La peste, cette maladie récurrente de la littérature universelle
Puis plus tard, c’est le cortège des malheurs qui suivent une armée en campagne. Replaçons-nous dans le contexte : la guerre de Trente ans qui dévaste le Saint- Empire romain germanique a des conséquences en Italie, où s’affrontent dans une sanglante guerre de succession différentes factions. Dès lors les armées, composées essentiellement de mercenaires très mal rémunérés qui devaient se payer sur la bête, s’abattent sur la campagne milanaise, dévastant tout. Les villageois fuient sur les hauteurs quand ils le peuvent. Ce sont d’ailleurs ces groupes mercenaires qui apportent la peste avec eux, comme l’attestent les chroniques de l’époque. Dès lors, comme le dit si bien Giovanni Macchia dans la préface à la présente édition : « Apparaît la maladie récurrente de la littérature universelle :la peste ». Elle dévaste Milan : les deux médecins qui les premiers mettent en garde contre l’épidémie, qui touche d’abord les plus démunis, et appelant à des mesures prophylactiques sont accusés de comploter et d’être « des ennemis de la patrie », le père de l’un deux manque de périr, reconnu dans la rue et sauvé en se cachant dans une maison amie. Lorsque la peste se répand et touche toutes les classes de la société et qu’il est désormais impossible d’en nier la réalité, les Milanais évoquent des complots : des actions volontaires menées par ceux qu’on appelle les oigneurs, souillant façades des maisons et places publiques avec de mystérieuses potions jaunâtres, répandant la maladie. Bien plus, on découvre des maisons où se fabriquent ces maudites mixtures…Alors pour conjurer le mauvais sort, on organise une procession où les reliques du saint patron de la ville seront promenées, peine perdue, la peste progresse encore…

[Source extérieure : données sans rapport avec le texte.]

PR #72349, opened 2024-06-07
ref(groupingStore): Stricter grouping store state

scttcper:
Can't make this store super strict but, this is more than it was. Part of https://github.com/getsentry/frontend-tsc/issues/66


static/app/stores/groupingStore.tsx
```diff
@@ -585,54 +571,46 @@ const storeConfig: GroupingStoreDefinition = {
...
     };
-    this.trigger(state);
-    return state;
+    this.trigger(this.state);
+    return this.state;
   },
 
   triggerUnmergeState() {
-    const state = pick(this, [
+    const state = pick(this.state, [
```
scttcper, line 613: could probably just get rid of this

malwilley (approved):

PR #72357, opened 2024-06-07
ref: fix a few types in sentry.digests.notifications

asottile-sentry:
this fixes an error in an ignored file when LazyServiceWrapper becomes type checked

### DIFF
--- a/src/sentry/digests/__init__.py
+++ b/src/sentry/digests/__init__.py
@@ -1,9 +1,8 @@
 from __future__ import annotations
 
 import datetime as datetime_mod
-from collections import namedtuple
 from collections.abc import MutableMapping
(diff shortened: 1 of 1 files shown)


src/sentry/digests/__init__.py
```diff
@@ -23,13 +22,20 @@
 backend.expose(locals())
 
 
-class Record(namedtuple("Record", "key value timestamp")):
+class Record(NamedTuple):
+    key: str
+    value: Any  # TODO: I think this is `Notification` ?
```
asottile-sentry, line 27: I tried fixing this as well -- but there are too many callers which stuff other things in here -- or build `Notification` objects with incorrect data

will follow up and fix that later!

schew2381 (approved):

PR #72362, opened 2024-06-07
feat(autofix): Add frontend for iterative user feedback

jennmueng:
Introduces a User Response step:
Screenshot 2024-06-05 at 3 02 17 PM

And a user input for autofix that only shows for the last changes card:
Screenshot 2024-06-07 at 10 10 15 AM

The input is gated behind a flag in the autofix state from seer: `autofixState.options.interative_feedback` which means the input won't show in prod yet. The user response card won't be added to the steps either.

### DIFF
--- a/static/app/components/events/autofix/autofixInputField.tsx
+++ b/static/app/components/events/autofix/autofixInputField.tsx
@@ -12,6 +12,7 @@ import LoadingIndicator from 'sentry/components/loadingIndicator';
 import Panel from 'sentry/components/panels/panel';
 import {t} from 'sentry/locale';
 import {space} from 'sentry/styles/space';
+import {isCtrlKeyPressed} from 'sentry/utils/isCtrlKeyPressed';
 import {setApiQueryData, useMutation, useQueryClient} from 'sentry/utils/queryClient';
 import useApi from 'sentry/utils/useApi';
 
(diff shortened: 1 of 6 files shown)


static/app/components/events/autofix/autofixInputField.tsx
```diff
@@ -0,0 +1,128 @@
...
+};
+
+export function AutofixInputField({groupId, runId}: {groupId: string; runId: string}) {
+  const {sendInstruction, instruction, setInstruction, isSubmitting} =
+    useAutofixUserInstruction(groupId, runId);
+
+  return (
+    <Card>
+      <Title>{t("Doesn't look right? Tell Autofix what needs to be changed")}</Title>
+      <FormRow>
```
malwilley, line 81: This should be an actual `form` element so the textarea and button can be connected semantically. Probably want to use the `Form` component?

static/app/components/events/autofix/autofixInputField.tsx
```diff
@@ -0,0 +1,128 @@
...
+        <TextArea
```
malwilley, line 82: nit: might be nice if cmd+enter submitted the form, like github

static/app/components/events/autofix/autofixInputField.tsx
jennmueng: This originally used the `Form` component, but had to add the `FormField` wrapper to get the text area to work with the form, by doing so it added padding/margin that I couldn't remove

malwilley (approved):

PR #73727, opened 2024-07-03
feat(trace_timeline): Remove the need to check flag

armenzg:
Trace timelines are rendered conditionally, thus, we do not need to check the property.


malwilley (approved):
It makes sense that we probably always want to show this when there's a trace_id in the context, looks good

PR #73734, opened 2024-07-03
fix(snuba): Allow common suffixes when validating referrers

### LINKED ISSUE #71570: referrer is not part of Referrer Enum
### Self-Hosted Version

24.4.2

### CPU Architecture

x86_64

### Docker Version

20.10.24+dfsg1

### Docker Compose Version

2.24.6

### Steps to Reproduce

?

I guess this is internal code (to Sentry) calling with such referrers

### Expected Result

No errors in logs

### Actual Result

```
web-1                                           | Traceback (most recent call last):
web-1                                           |   File "/usr/local/lib/python3.11/site-packages/sentry/snuba/referrer.py", line 824, in validate_referrer
web-1                                           |     raise Exception(error_message)
web-1                                           | Exception: referrer api.performance.http.domain-summary-transactions-list.secondary is not part of Referrer Enum
web-1                                           | 21:20:56 [WARNING] sentry.snuba.referrer: referrer api.performance.http.domain-summary-transactions-list.secondary is not part of Referrer Enum
web-1                                           | Traceback (most recent call last):
web-1                                           |   File "/usr/local/lib/python3.11/site-packages/sentry/snuba/referrer.py", line 824, in validate_referrer
web-1                                           |     raise Exception(error_message)
web-1                                           | Exception: referrer api.performance.http.domain-summary-metrics-ribbon.primary is not part of Referrer Enum
web-1                                           | 21:20:56 [WARNING] sentry.snuba.referrer: referrer api.performance.http.domain-summary-metrics-ribbon.primary is not part of Referrer Enum
web-1                                           | Traceback (most recent call last):
web-1                                           |   File "/usr/local/lib/python3.11/site-packages/sentry/snuba/referrer.py", line 824, in validate_referrer
web-1                                           |     raise Exception(error_message)
web-1                                           | Exception: referrer api.performance.http.domain-summary-transactions-list.secondary is not part of Referrer Enum
```

### Event ID

_No response_

gggritso:
The query builder adds `".primary"` and `".secondary"` to the query referrer string when it constructs compound queries (when fetching from multiple tables). It's a pain to have to declare both a primary _and_ a secondary _and_ a regular referrer for each of those cases, especially because the fields in the query can change for all kinds of reasons. Instead, add a list of common referrer suffixes that are considered valid. Closes https://github.com/getsentry/sentry/issues/71570

P.S. There are already a bunch of referrers defined with those suffixes, which I guess I could have removed, but I didn't bother in this PR. Should I trash 'em?

### DIFF
--- a/src/sentry/snuba/referrer.py
+++ b/src/sentry/snuba/referrer.py
@@ -887,15 +887,25 @@ class Referrer(Enum):
 
 VALUES = {referrer.value for referrer in Referrer}
 
+# These suffixes are automatically added by Query Builder code in certain conditions. Any valid referrer with these suffixes is still a valid referrer.
+VALID_SUFFIXES = ["primary", "secondary"]
+
 
 def validate_referrer(referrer: str | None) -> None:
     if not referrer:
         return
 
+    if referrer in VALUES:
+        return
+
+    for suffix in VALID_SUFFIXES:
+        if referrer.removesuffix(f".{suffix}") in VALUES:
+            return
+
     error_message = f"referrer {referrer} is not part of Referrer Enum"
+
     try:
-        if referrer not in VALUES:
-            raise Exception(error_message)
+        raise Exception(error_message)
     except Exception:
         metrics.incr("snql.sdk.api.new_referrers", tags={"referrer": referrer})
         logger.warning(error_message, exc_info=True)
--- a/tests/snuba/test_referrer.py
+++ b/tests/snuba/test_referrer.py
@@ -31,6 +31,21 @@ class ReferrerTest(TestCase):
         assert warn_log.call_count == 1
 
     @patch("sentry.snuba.referrer.logger.warning")
+    def test_referrer_validate_common_suffixes(self, warn_log):
+        assert warn_log.call_count == 0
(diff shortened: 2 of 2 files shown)


src/sentry/snuba/referrer.py
```diff
@@ -887,15 +887,25 @@ class Referrer(Enum):
...
+    for suffix in VALID_SUFFIXES:
+        if referrer.removesuffix(f".{suffix}") in VALUES:
+            return
+
     error_message = f"referrer {referrer} is not part of Referrer Enum"
+
     try:
-        if referrer not in VALUES:
-            raise Exception(error_message)
+        raise Exception(error_message)
```
wmak, line 908: Hmm i think we can just remove the try/except here and directly call `metrics.incr` and `logger.warning`. I think you'll need to drop `exc_info` but i'm not sure

wmak (approved):
nice

src/sentry/snuba/referrer.py
gggritso: I kept this around from the original PR because apparently this is what creates the Sentry exception, which I think the Snuba team wanted

enochtangg (approved):

PR #73737, opened 2024-07-03
chore(slack): Fix Bug when Slack Rate Limits in `get_channel_id`

iamrajjoshi:
There was a small regression in `get_channel_id`. When Slack Rate Limits, the previous implementation forced the caller handles the exception, in the rewrite, we weren't raising it so I fixed it. 

Previous logic:
https://github.com/getsentry/sentry/blob/master/src/sentry/integrations/slack/utils/channel.py#L323-L328

Surprised we haven't run into this, but this probably cause people aren't abusing alerts creation.

I also made the tests reflect the Rate Limiting logic.

### DIFF
--- a/src/sentry/integrations/slack/utils/channel.py
+++ b/src/sentry/integrations/slack/utils/channel.py
@@ -228,8 +228,10 @@ def check_user_with_timeout(
             # TODO: This is a problem if we don't go through all the users and eventually run in to someone with duplicate display name
             if time.time() > time_to_quit:
                 return SlackChannelIdData(prefix=_prefix, channel_id=None, timed_out=True)
-    except SlackApiError:
+    except SlackApiError as e:
         _logger.exception("rule.slack.user_check_error", extra=logger_params)
+        if "ratelimited" in str(e):
+            raise ApiRateLimitedError("Slack rate limited") from e
 
     return SlackChannelIdData(prefix=_prefix, channel_id=_channel_id, timed_out=False)
 
--- a/tests/sentry/integrations/slack/test_utils.py
+++ b/tests/sentry/integrations/slack/test_utils.py
@@ -3,6 +3,7 @@ from unittest.mock import patch
 import orjson
 import pytest
 import responses
+from slack_sdk.web.slack_response import SlackResponse
 
 from sentry.integrations.slack.sdk_client import SLACK_DATADOG_METRIC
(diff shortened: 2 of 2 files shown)


src/sentry/integrations/slack/utils/channel.py
```diff
@@ -228,8 +228,10 @@ def check_user_with_timeout(
             # TODO: This is a problem if we don't go through all the users and eventually run in to someone with duplicate display name
             if time.time() > time_to_quit:
                 return SlackChannelIdData(prefix=_prefix, channel_id=None, timed_out=True)
-    except SlackApiError:
+    except SlackApiError as e:
         _logger.exception("rule.slack.user_check_error", extra=logger_params)
+        if "ratelimited" in str(e):
+            raise ApiRateLimitedError("Slack rate limited") from e
```
cathteng, line 234: hmm i think this warrants more discussion. since we used to use the in-house client for everything, i think this was the default. but if we want callers to be able to handle the various SlackApiErrors appropriately maybe we want to always convert the SlackApiError into the equivalent ApiError?

RyanSkonnord: Given that `ApiRateLimitedError` extends `ApiError`, is that what this is already doing?

RyanSkonnord (approved):
I'm open to further discussion about the structure of our exception types but this looks good to me for now.

src/sentry/integrations/slack/utils/channel.py
cathteng: i mean should we always catch SlackApiError and raise ApiError from the SlackApiError?

cathteng: similar to https://github.com/getsentry/sentry/pull/73666#discussion_r1664752164, maybe we should split the string by `\n` and check in the smaller string?

cathteng:
we can also raise this from inside here https://github.com/getsentry/sentry/blob/2d7bbe5e0173c081104cae1bed418773661553a6/src/sentry/integrations/slack/sdk_client.py#L74-L86, it seems like there's more than one place where we're catching ApiRateLimitedError

cathteng:
ignore me about the raising ApiRateLimited error inside the wrapper, i realize we're only catching SlackApiError everywhere else

PR #73740, opened 2024-07-03
feat(discover): Show banner for split decision

shruthilayaj:
1. Show banner for split decision
2. Use saved query dataset to decide which actual dataset to query
3. Switching datasets preserves old state and only switches dataset instead of resetting the whole query when already in a saved query - it's a better experience if we guess the wrong dataset, the state remains intact as the switch between datasets
4. Removes references to queryDataset in EventView to keep event dataset selector agnostic


static/app/views/discover/eventDetails/index.spec.tsx
```diff
@@ -212,19 +212,19 @@ describe('Discover > EventDetails', function () {
     expect(await screen.findByText('Firefox')).toBeInTheDocument();
     expect(screen.getByRole('link', {name: 'Firefox'})).toHaveAttribute(
       'href',
-      '/organizations/org-slug/discover/results/?field=title&field=event.type&field=project&field=user.display&field=timestamp&name=All%20Events&query=browser%3AFirefox%20title%3A%22Oh%20no%20something%20bad%22&queryDataset=discover&sort=-timestamp&statsPeriod=24h&yAxis=count%28%29'
+      '/organizations/org-slug/discover/results/?field=title&field=event.type&field=project&field=user.display&field=timestamp&name=All%20Events&query=browser%3AFirefox%20title%3A%22Oh%20no%20something%20bad%22&sort=-timestamp&statsPeriod=24h&yAxis=count%28%29'
```
shruthilayaj, line 215: No longer passing the `queryDataset=discover` param if the feature flag isn't enabled

static/app/utils/discover/eventView.tsx
```diff
@@ -38,12 +38,12 @@ import {
   DISPLAY_MODE_FALLBACK_OPTIONS,
```
shruthilayaj, line 38: The changes in this file is almost entirely removing the `queryDataset` param from EventView. the discover component instead handles figuring which `dataset` value to pass to Eventview.

static/app/views/discover/homepage.tsx
```diff
@@ -108,10 +109,18 @@ class HomepageQueryAPI extends DeprecatedAsyncComponent<Props, HomepageQueryStat
 
   renderBody(): React.ReactNode {
     const {savedQuery, loading} = this.state;
+    const {organization} = this.props;
+    let savedQueryWithDataset = savedQuery;
+    if (
+      organization.features.includes('performance-discover-dataset-selector') &&
+      savedQuery
+    ) {
+      savedQueryWithDataset = getSavedQueryWithDataset(savedQuery);
```
shruthilayaj, line 118: infers `dataset` based on saved query dataset. `dataset` is then passed down to event view so the queries are made correctly.

static/app/views/discover/results.spec.tsx
```diff
@@ -648,12 +648,12 @@ describe('Results', function () {
 
       expect(screen.getByRole('link', {name: 'timestamp'})).toHaveAttribute(
         'href',
-        'undefined?field=title&field=event.type&field=project&field=user.display&field=timestamp&id=1&name=new&query=&queryDataset=discover&sort=-timestamp&statsPeriod=24h&topEvents=5'
+        'undefined?field=title&field=event.type&field=project&field=user.display&field=timestamp&id=1&name=new&query=&sort=-timestamp&statsPeriod=24h&topEvents=5'
```
shruthilayaj, line 651: No longer passing the queryDataset=discover param if the feature flag isn't enabled

static/app/views/discover/savedQuery/datasetSelector.spec.tsx
```diff
@@ -1,26 +1,57 @@
...
+      'Transactions',
+      'Unknown',
+    ]);
   });
 
-  it('pushes new event view', async function () {
-    render(<DatasetSelector isHomepage={false} savedQuery={undefined} />, {
-      router,
-    });
+  it('pushes new deafult event view if not a saved query', async function () {
```
narsaynorath, line 47:
```suggestion
  it('pushes new default event view if not a saved query', async function () {
```

static/app/utils/discover/eventView.tsx
```diff
@@ -609,6 +599,13 @@ class EventView {
       delete newQuery.query;
     }
 
+    if (this.dataset) {
+      newQuery.queryDataset = getSavedQueryDatasetFromLocationOrDataset(
+        undefined,
+        this.dataset
+      );
+    }
```
narsaynorath, line 607: I'm a little confused about why we need to pass along the `queryDataset` field to a new query if these changes were meant to remove this, could `EventView` just handle a single `dataset` field? Is this being used?

narsaynorath (approved):
Just a small typo and a comment r.e. `queryDataset` in `EventView` but otherwise looks good

static/app/utils/discover/eventView.tsx
shruthilayaj: I went back and forth on this a bit, `toNewQuery()` is primarily used to create the payload for creating/updating a DiscoverSavedQuery object. So I figured I'd rather implement it here than at every individual discover saved query api call. When we implement this change for dashboards, we could add another helper method to EventView like `toNewWidgetQuery()` and do something similar.

narsaynorath: I see, yeah, I think if this is supposed to produce the most valid instance of a `DiscoverSavedQuery` object then I'd rather us keep the logic together than having to remember to add the `queryDataset` attribute everywhere it's called. Thanks for clarifying why this is here!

Au cours de cette chronique méticuleuse de l’épidémie, l’auteur réintroduit son personnage : Renzo, à peine guéri de la peste, va chercher son aimée au fond du chaudron pestilentiel milanais. Ce sont des pages saisissantes d’une ville réduite à un charnier, où Renzo, pris pour un oigneur et pourchassé, en réchappe en sautant sur les charrettes transportant les cadavres vers les fosses communes. Tel un Orphée chrétien, avec l’aide des bons Capucins, le jeune homme retrouvera son Eurydice pour la sortir de cet enfer.
Dans ce triomphe romanesque, il faut voir aussi le triomphe du roman comme allégorie d’un monde politique inchangeable, inaliénable et désespérant. Seules les armes de la fiction en viendront, provisoirement, à bout.